§ **Exercise goal**:
Each record must be printed exactly as given.

*** Exercise material ***

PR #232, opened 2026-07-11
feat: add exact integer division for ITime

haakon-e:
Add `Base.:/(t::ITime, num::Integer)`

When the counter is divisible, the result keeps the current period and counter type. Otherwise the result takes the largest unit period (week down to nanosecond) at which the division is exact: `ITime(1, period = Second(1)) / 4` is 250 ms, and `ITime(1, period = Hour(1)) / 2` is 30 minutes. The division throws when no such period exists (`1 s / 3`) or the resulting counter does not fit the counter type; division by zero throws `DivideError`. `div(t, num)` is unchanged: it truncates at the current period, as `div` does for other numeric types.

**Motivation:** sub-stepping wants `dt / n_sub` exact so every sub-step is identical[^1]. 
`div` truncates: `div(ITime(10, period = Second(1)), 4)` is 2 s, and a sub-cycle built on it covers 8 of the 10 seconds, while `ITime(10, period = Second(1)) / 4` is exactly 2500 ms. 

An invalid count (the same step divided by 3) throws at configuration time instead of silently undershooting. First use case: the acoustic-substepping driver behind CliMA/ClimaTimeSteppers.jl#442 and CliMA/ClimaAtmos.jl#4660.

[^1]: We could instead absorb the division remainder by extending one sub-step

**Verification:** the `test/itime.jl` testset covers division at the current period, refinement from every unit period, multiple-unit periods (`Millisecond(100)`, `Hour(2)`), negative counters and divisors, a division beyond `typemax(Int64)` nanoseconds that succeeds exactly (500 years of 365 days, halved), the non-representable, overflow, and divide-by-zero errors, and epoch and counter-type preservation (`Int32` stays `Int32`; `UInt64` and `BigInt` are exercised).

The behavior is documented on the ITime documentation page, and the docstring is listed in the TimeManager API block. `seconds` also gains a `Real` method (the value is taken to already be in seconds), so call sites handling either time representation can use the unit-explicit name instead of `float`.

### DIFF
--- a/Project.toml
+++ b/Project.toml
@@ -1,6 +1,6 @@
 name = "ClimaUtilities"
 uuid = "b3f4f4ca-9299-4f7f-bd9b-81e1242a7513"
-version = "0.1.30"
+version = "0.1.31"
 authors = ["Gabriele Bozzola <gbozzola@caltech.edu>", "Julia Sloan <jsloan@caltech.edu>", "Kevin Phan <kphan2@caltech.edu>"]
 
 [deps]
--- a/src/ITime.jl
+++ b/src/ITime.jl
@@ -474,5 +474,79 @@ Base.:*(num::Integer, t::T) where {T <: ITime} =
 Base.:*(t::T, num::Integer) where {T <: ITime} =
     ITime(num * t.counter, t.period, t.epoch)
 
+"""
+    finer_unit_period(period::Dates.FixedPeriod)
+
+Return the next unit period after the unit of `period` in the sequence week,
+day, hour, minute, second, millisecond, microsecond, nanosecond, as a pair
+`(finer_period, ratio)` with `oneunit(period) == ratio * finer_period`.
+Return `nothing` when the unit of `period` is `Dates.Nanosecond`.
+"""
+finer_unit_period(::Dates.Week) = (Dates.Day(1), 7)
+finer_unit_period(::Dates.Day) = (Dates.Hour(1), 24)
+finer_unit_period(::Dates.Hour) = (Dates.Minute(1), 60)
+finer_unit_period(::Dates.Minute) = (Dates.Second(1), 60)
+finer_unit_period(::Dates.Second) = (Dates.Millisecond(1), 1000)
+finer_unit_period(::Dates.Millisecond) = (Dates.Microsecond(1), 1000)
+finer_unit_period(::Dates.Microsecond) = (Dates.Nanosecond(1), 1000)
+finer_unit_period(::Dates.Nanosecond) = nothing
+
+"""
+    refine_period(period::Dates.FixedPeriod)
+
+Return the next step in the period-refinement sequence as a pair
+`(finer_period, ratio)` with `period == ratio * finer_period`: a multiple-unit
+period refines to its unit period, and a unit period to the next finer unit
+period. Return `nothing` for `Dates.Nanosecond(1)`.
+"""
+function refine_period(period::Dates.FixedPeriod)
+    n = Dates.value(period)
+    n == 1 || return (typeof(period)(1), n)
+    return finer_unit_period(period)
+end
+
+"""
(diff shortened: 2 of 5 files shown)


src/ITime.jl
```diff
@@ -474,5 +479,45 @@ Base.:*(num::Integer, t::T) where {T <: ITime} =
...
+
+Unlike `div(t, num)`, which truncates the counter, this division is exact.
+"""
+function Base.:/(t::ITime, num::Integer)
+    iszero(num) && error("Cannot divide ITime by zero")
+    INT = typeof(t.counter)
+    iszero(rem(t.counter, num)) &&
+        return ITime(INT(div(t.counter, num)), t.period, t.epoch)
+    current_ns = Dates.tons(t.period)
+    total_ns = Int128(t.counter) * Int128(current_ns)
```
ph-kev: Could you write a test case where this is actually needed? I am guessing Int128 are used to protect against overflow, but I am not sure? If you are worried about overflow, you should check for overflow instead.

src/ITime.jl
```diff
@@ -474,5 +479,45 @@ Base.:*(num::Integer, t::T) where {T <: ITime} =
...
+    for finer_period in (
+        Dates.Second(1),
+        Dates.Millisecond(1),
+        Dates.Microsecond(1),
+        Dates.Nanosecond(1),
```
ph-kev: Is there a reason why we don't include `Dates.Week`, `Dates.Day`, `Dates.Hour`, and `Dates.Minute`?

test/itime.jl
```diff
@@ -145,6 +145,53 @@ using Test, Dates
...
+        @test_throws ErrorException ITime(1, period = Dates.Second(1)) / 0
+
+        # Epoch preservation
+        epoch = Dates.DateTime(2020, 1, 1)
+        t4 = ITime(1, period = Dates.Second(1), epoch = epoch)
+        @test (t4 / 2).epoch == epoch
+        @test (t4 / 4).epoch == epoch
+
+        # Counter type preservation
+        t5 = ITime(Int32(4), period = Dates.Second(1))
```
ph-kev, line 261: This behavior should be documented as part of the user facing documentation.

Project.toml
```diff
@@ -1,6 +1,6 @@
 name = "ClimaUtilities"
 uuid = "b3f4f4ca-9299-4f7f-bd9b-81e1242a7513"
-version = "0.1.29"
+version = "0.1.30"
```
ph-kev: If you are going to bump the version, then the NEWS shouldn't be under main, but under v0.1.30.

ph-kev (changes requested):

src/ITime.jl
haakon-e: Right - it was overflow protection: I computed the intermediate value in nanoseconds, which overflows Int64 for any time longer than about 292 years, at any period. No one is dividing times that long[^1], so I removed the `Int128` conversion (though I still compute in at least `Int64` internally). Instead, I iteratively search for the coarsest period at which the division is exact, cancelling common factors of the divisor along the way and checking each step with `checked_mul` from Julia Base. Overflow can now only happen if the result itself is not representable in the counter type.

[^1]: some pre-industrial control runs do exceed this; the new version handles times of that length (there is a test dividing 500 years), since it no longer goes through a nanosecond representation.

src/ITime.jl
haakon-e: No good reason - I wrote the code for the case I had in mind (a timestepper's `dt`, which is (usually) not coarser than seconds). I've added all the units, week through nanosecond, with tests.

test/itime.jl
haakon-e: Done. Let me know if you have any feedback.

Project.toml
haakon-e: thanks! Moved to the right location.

*** End of Exercise material ***

§ **Task solution**:
PR #232, opened 2026-07-11
feat: add exact integer division for ITime

haakon-e:
Add `Base.:/(t::ITime, num::Integer)`

When the counter is divisible, the result keeps the current period and counter type. Otherwise the result takes the largest unit period (week down to nanosecond) at which the division is exact: `ITime(1, period = Second(1)) / 4` is 250 ms, and `ITime(1, period = Hour(1)) / 2` is 30 minutes. The division throws when no such period exists (`1 s / 3`) or the resulting counter does not fit the counter type; division by zero throws `DivideError`. `div(t, num)` is unchanged: it truncates at the current period, as `div` does for other numeric types.

**Motivation:** sub-stepping wants `dt / n_sub` exact so every sub-step is identical[^1]. 
`div` truncates: `div(ITime(10, period = Second(1)), 4)` is 2 s, and a sub-cycle built on it covers 8 of the 10 seconds, while `ITime(10, period = Second(1)) / 4` is exactly 2500 ms. 

An invalid count (the same step divided by 3) throws at configuration time instead of silently undershooting. First use case: the acoustic-substepping driver behind CliMA/ClimaTimeSteppers.jl#442 and CliMA/ClimaAtmos.jl#4660.

[^1]: We could instead absorb the division remainder by extending one sub-step

**Verification:** the `test/itime.jl` testset covers division at the current period, refinement from every unit period, multiple-unit periods (`Millisecond(100)`, `Hour(2)`), negative counters and divisors, a division beyond `typemax(Int64)` nanoseconds that succeeds exactly (500 years of 365 days, halved), the non-representable, overflow, and divide-by-zero errors, and epoch and counter-type preservation (`Int32` stays `Int32`; `UInt64` and `BigInt` are exercised).

The behavior is documented on the ITime documentation page, and the docstring is listed in the TimeManager API block. `seconds` also gains a `Real` method (the value is taken to already be in seconds), so call sites handling either time representation can use the unit-explicit name instead of `float`.

### DIFF
--- a/Project.toml
+++ b/Project.toml
@@ -1,6 +1,6 @@
 name = "ClimaUtilities"
 uuid = "b3f4f4ca-9299-4f7f-bd9b-81e1242a7513"
-version = "0.1.30"
+version = "0.1.31"
 authors = ["Gabriele Bozzola <gbozzola@caltech.edu>", "Julia Sloan <jsloan@caltech.edu>", "Kevin Phan <kphan2@caltech.edu>"]
 
 [deps]
--- a/src/ITime.jl
+++ b/src/ITime.jl
@@ -474,5 +474,79 @@ Base.:*(num::Integer, t::T) where {T <: ITime} =
 Base.:*(t::T, num::Integer) where {T <: ITime} =
     ITime(num * t.counter, t.period, t.epoch)
 
+"""
+    finer_unit_period(period::Dates.FixedPeriod)
+
+Return the next unit period after the unit of `period` in the sequence week,
+day, hour, minute, second, millisecond, microsecond, nanosecond, as a pair
+`(finer_period, ratio)` with `oneunit(period) == ratio * finer_period`.
+Return `nothing` when the unit of `period` is `Dates.Nanosecond`.
+"""
+finer_unit_period(::Dates.Week) = (Dates.Day(1), 7)
+finer_unit_period(::Dates.Day) = (Dates.Hour(1), 24)
+finer_unit_period(::Dates.Hour) = (Dates.Minute(1), 60)
+finer_unit_period(::Dates.Minute) = (Dates.Second(1), 60)
+finer_unit_period(::Dates.Second) = (Dates.Millisecond(1), 1000)
+finer_unit_period(::Dates.Millisecond) = (Dates.Microsecond(1), 1000)
+finer_unit_period(::Dates.Microsecond) = (Dates.Nanosecond(1), 1000)
+finer_unit_period(::Dates.Nanosecond) = nothing
+
+"""
+    refine_period(period::Dates.FixedPeriod)
+
+Return the next step in the period-refinement sequence as a pair
+`(finer_period, ratio)` with `period == ratio * finer_period`: a multiple-unit
+period refines to its unit period, and a unit period to the next finer unit
+period. Return `nothing` for `Dates.Nanosecond(1)`.
+"""
+function refine_period(period::Dates.FixedPeriod)
+    n = Dates.value(period)
+    n == 1 || return (typeof(period)(1), n)
+    return finer_unit_period(period)
+end
+
+"""
(diff shortened: 2 of 5 files shown)


src/ITime.jl
```diff
@@ -474,5 +479,45 @@ Base.:*(num::Integer, t::T) where {T <: ITime} =
...
+
+Unlike `div(t, num)`, which truncates the counter, this division is exact.
+"""
+function Base.:/(t::ITime, num::Integer)
+    iszero(num) && error("Cannot divide ITime by zero")
+    INT = typeof(t.counter)
+    iszero(rem(t.counter, num)) &&
+        return ITime(INT(div(t.counter, num)), t.period, t.epoch)
+    current_ns = Dates.tons(t.period)
+    total_ns = Int128(t.counter) * Int128(current_ns)
```
ph-kev: Could you write a test case where this is actually needed? I am guessing Int128 are used to protect against overflow, but I am not sure? If you are worried about overflow, you should check for overflow instead.

src/ITime.jl
```diff
@@ -474,5 +479,45 @@ Base.:*(num::Integer, t::T) where {T <: ITime} =
...
+    for finer_period in (
+        Dates.Second(1),
+        Dates.Millisecond(1),
+        Dates.Microsecond(1),
+        Dates.Nanosecond(1),
```
ph-kev: Is there a reason why we don't include `Dates.Week`, `Dates.Day`, `Dates.Hour`, and `Dates.Minute`?

test/itime.jl
```diff
@@ -145,6 +145,53 @@ using Test, Dates
...
+        @test_throws ErrorException ITime(1, period = Dates.Second(1)) / 0
+
+        # Epoch preservation
+        epoch = Dates.DateTime(2020, 1, 1)
+        t4 = ITime(1, period = Dates.Second(1), epoch = epoch)
+        @test (t4 / 2).epoch == epoch
+        @test (t4 / 4).epoch == epoch
+
+        # Counter type preservation
+        t5 = ITime(Int32(4), period = Dates.Second(1))
```
ph-kev, line 261: This behavior should be documented as part of the user facing documentation.

Project.toml
```diff
@@ -1,6 +1,6 @@
 name = "ClimaUtilities"
 uuid = "b3f4f4ca-9299-4f7f-bd9b-81e1242a7513"
-version = "0.1.29"
+version = "0.1.30"
```
ph-kev: If you are going to bump the version, then the NEWS shouldn't be under main, but under v0.1.30.

ph-kev (changes requested):

src/ITime.jl
haakon-e: Right - it was overflow protection: I computed the intermediate value in nanoseconds, which overflows Int64 for any time longer than about 292 years, at any period. No one is dividing times that long[^1], so I removed the `Int128` conversion (though I still compute in at least `Int64` internally). Instead, I iteratively search for the coarsest period at which the division is exact, cancelling common factors of the divisor along the way and checking each step with `checked_mul` from Julia Base. Overflow can now only happen if the result itself is not representable in the counter type.

[^1]: some pre-industrial control runs do exceed this; the new version handles times of that length (there is a test dividing 500 years), since it no longer goes through a nanosecond representation.

src/ITime.jl
haakon-e: No good reason - I wrote the code for the case I had in mind (a timestepper's `dt`, which is (usually) not coarser than seconds). I've added all the units, week through nanosecond, with tests.

test/itime.jl
haakon-e: Done. Let me know if you have any feedback.

Project.toml
haakon-e: thanks! Moved to the right location.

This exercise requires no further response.